1. Calculate the volume of concrete needed.
2. Estimate the total volume of dry material by multiplying the required volume of concrete by 1.65 to get the total volume of dry loose material needed (this includes 10% extra to compensate for losses).
3. Add the numbers in the volumetric proportion that you will use to get a relative total. This will allow you later to compute fractions of the total needed for each ingredient. (i.e. 1:2:4 = 7).
4. Determine the required volume of cement, sand and gravel by multiplying the total volume of dry material (Step 2) by each components fraction of the total mix volume (Step 3) i.e. the total amount cement needed = volume of dry materials * 1/7.
5. Calculate the number of bags of concrete by dividing the required volume of cement by the unit volume per bag of cement (0.0332 m3 per 50 kg bag of cement or 1 ft3 per 94 lb bag).


----------



## Argee (28 Nov 2006)

There is a simpler (but slightly less accurate) way, Roger.

Measure the dimensions of the bag. Divide the cubic result into that required in your job. Add 12.5% and hope for the best! I can tell you from experience that you won't be far out. 

Ray.


----------



## StevieB (28 Nov 2006)

Why can't you stop at step 2 Roger? If its a ready mix then you do not need to know the proportions, just multiply by 1.65 to get the required volume of dry mix. (You can measure a bag to get the volume of each bag) the proportins shouldn't come into it should they? Or am I being daft? :? 

Steve.


----------



## Adam (28 Nov 2006)

Mix up a single bag? Might cost you less than the cost of over/under ordering?

Adam


----------



## Jake (28 Nov 2006)

StevieB":2luwme5g said:


> Why can't you stop at step 2 Roger? If its a ready mix then you do not need to know the proportions, just multiply by 1.65 to get the required volume of dry mix. (You can measure a bag to get the volume of each bag) the proportins shouldn't come into it should they? Or am I being daft? :?
> 
> Steve.



If you buy the materials separately, they have a larger total volume than they do when mixed together - that's why the particle sizes are being mixed up in the first place, to fill the gaps where there would otherwise be air (or water, etc). 

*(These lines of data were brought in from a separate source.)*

PR #236, opened 2022-11-02
Try running script from working directory

### LINKED ISSUE #234: panic trying to run script, when script is given with just a filename
`cargo-bisect-rustc --script timeout.sh`

panics after the first download:

```
checking nightly-2022-10-26 from the currently installed default nightly toolchain as the last failure
checking the start range to find a passing nightly
installing nightly-2022-10-26
testing...
thread 'main' panicked at 'thiserror::Errored to run "timeout.sh": Os { code: 2, kind: NotFound, message: "No such file or directory" }', /Users/jruderman/.cargo/registry/src/github.com-1ecc6299db9ec823/cargo-bisect-rustc-0.6.4/src/toolchains.rs:302:17
note: run with `RUST_BACKTRACE=1` environment variable to display a backtrace
```

It should either work, or give an error message earlier saying I need to add the `./` prefix.

(The name and contents of the script don't matter for this bug; an empty script or one with just a shebang line is enough to trigger it.)

### Contrast: actually missing script

`cargo-bisect-rustc --script notfound.sh`

gives a reasonable, early error message:

`error: Invalid value "notfound.sh" for '--script <SCRIPT>': No such file or directory (os error 2)`

### Contrast: prefix script name with `./`

`cargo-bisect-rustc --script ./timeout.sh`

works.

clubby789:
Fixes #234 
If we have a non-absolute path that doesn't begin with `./`, check for the script in the current directory and adjust the script path if it exists.

### DIFF
--- a/src/toolchains.rs
+++ b/src/toolchains.rs
@@ -238,17 +238,11 @@ impl Toolchain {
                     .join(&format!("target-{}", self.rustup_name())),
             );
         }
-        let mut script = cfg.args.script.clone();
-        if let Some(path) = &script {
-            if !path.is_absolute() && !path.starts_with("./") && !path.starts_with(".\\") {
-                if let Ok(mut dir) = std::env::current_dir() {
-                    dir.push(path);
-                    if dir.is_file() {
-                        script = Some(dir)
-                    }
-                }
-            }
-        }
+        let script = cfg
+            .args
+            .script
+            .as_ref()
+            .map(|script| std::env::current_dir().unwrap().join(script));
 
         let mut cmd = match (script, cfg.args.timeout) {
             (Some(script), None) => {
--- a/src/toolchains.rs
+++ b/src/toolchains.rs
@@ -238,8 +238,19 @@ impl Toolchain {
                     .join(&format!("target-{}", self.rustup_name())),
             );
         }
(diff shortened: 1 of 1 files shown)


src/toolchains.rs
```diff
@@ -238,8 +238,19 @@ impl Toolchain {
...
+        if let Some(path) = &script {
+            if !path.is_absolute() && !path.starts_with("./") && !path.starts_with(".\\") {
+                if let Ok(mut dir) = std::env::current_dir() {
+                    dir.push(path);
+                    if dir.is_file() {
+                        script = Some(dir)
+                    }
+                }
+            }
+        }
```
ehuss, line 251: I think this could be simplified to something like:

```rust
let script = cfg.args.script.as_ref().map(|script| {
    std::env::current_dir().unwrap().join(script)
});
```

If the path is absolute, it will replace the current dir. Otherwise, it will be joined with it.

ehuss (commented):
Thanks for the PR!  I'd love to get this fixed, as I often find it awkward to need `./`.

ehuss (approved):
Thanks!

I suppose this will break if someone passes an executable from PATH, but I imagine 99% of the time that isn't the case. If that's an issue, we can revert or adjust as needed.

Issue #233, opened 2022-10-24
Wrong or incomplete error message when using non-bors git commit as --start


jruderman:
```
$ cargo-bisect-rustc --preserve --start=e67f09ac799e4a6e4e90147d62c94c9ddcc94197 --end=7aa361390867181d225a7775340f50e8162e16a2
bisecting ci builds
starting at e67f09ac799e4a6e4e90147d62c94c9ddcc94197, ending at 7aa361390867181d225a7775340f50e8162e16a2
opening existing repository at "rust.git"
Found origin remote under name `origin`
refreshing repository at "rust.git"
remote: Enumerating objects: 209, done.
remote: Counting objects: 100% (180/180), done.
remote: Compressing objects: 100% (53/53), done.
remote: Total 209 (delta 148), reused 140 (delta 127), pack-reused 29
Receiving objects: 100% (209/209), 165.35 KiB | 2.71 MiB/s, done.
Resolving deltas: 100% (149/149), completed with 88 local objects.
From https://github.com/rust-lang/rust
   7aa36139086..7feb003882e  master     -> origin/master
fetching (via local git) commits from e67f09ac799e4a6e4e90147d62c94c9ddcc94197 to 7aa361390867181d225a7775340f50e8162e16a2
opening existing repository at "rust.git"
Found origin remote under name `origin`
refreshing repository at "rust.git"
looking up first commit
looking up second commit
checking that commits are by bors and thus have ci artifacts...
ERROR: failed during attempt to create/access local git repository
```

It should say what problem it caused the bisector to exit: a non-bors commit was specified as start.

(Or it could guess some appropriate bors commit to use in place of the one I specified.)

### Version

```
cargo-bisect-rustc --version
cargo-bisect-rustc 0.6.4
```

on mac

ngc0202:
I just spent too long debugging the same exact issue. The issue is in `main` they're `Display` printing the error, which shows the minimal amount of info instead of pretty-printing or `Debug` printing which shows the complete cause.

ehuss:
I think that between #103 and #237, this is resolved.

However, there is an issue with github access that causes it to panic. I have opened #318 to fix that.

PR #237, opened 2022-11-07
Use debug printing for anyhow errors to show the full cause and context

ngc0202:
The top-level anyhow context is often not enough for the user to fully diagnose the issue that's occurring, such as in issue #233. This changes from `Display` to `Debug` printing to show the full context and backtrace if available.

### DIFF
--- a/src/main.rs
+++ b/src/main.rs
@@ -1165,7 +1165,7 @@ fn main() {
             Ok(ExitError(code)) => process::exit(code),
             Err(err) => {
                 let error_str = "ERROR:".red().bold();
-                eprintln!("{} {}", error_str, err);
+                eprintln!("{} {:?}", error_str, err);
                 process::exit(1);
             }
         }


ngc0202:
As an example of the difference this makes, here's the before and after stderr output from when the commit isn't from bors as is expected:

Before:
```
ERROR: failed during attempt to create/access local git repository
```

After:
```
ERROR: failed during attempt to create/access local git repository

Caused by:
    Expected author Brian Anderson to be bors for beb9a0dfc52ebda4f8db4e5d439e08e4f3a43a39.
     Make sure specified commits are on the master branch!
```

ngc0202:
On a side not related to the error I posted as an example, it seems like this merge request was accidentally merged by someone other than `bors` which breaks the assumption that this tool makes about merges, meaning you seemingly can't bisect across this boundary. Should there by an exception made in the code here?

oli-obk:
We should just ignore those merge commits instead of erroring on them I think.

PR #243, opened 2022-12-03
Fix bounds checking with missing bound.

tjni:
Before this, checking that start and end are both before the current date when either one of start or end is missing didn't work.

This was detected by the command-line tests that are run when building this in [nixpkgs](https://github.com/NixOS/nixpkgs).


ehuss (approved):
Thanks!

PR #251, opened 2023-01-21
Switch the action for installing rust

ehuss:
The actions-rs/toolchain action is no longer maintained and is generating several deprecation warnings. This switches to dtolnay/rust-toolchain, which should be more reliable.


LingMan (approved):
That's one thing off my todo list :D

In a ready mix bag, the gravel and sand and cement is already mixed so I think the change in volume when mixed with water will be much smaller than when combining separate volumes of sand gravel and cement with water.


----------



## StevieB (28 Nov 2006)

Jake - sure, I understand that, but in his first post Roger said that he was using bags of dry mix concrete - not bags of ballast and cement. If its ready mixed that is not an issue surely?

Steve.


----------



## Jake (28 Nov 2006)

I think that means that 1.65 is the wrong number to multiply by - it gives the you the total pre-mixed volume of the three separately.


----------



## StevieB (28 Nov 2006)

> I think that means that 1.65 is the wrong number to multiply by - it gives the you the total pre-mixed volume of the three separately.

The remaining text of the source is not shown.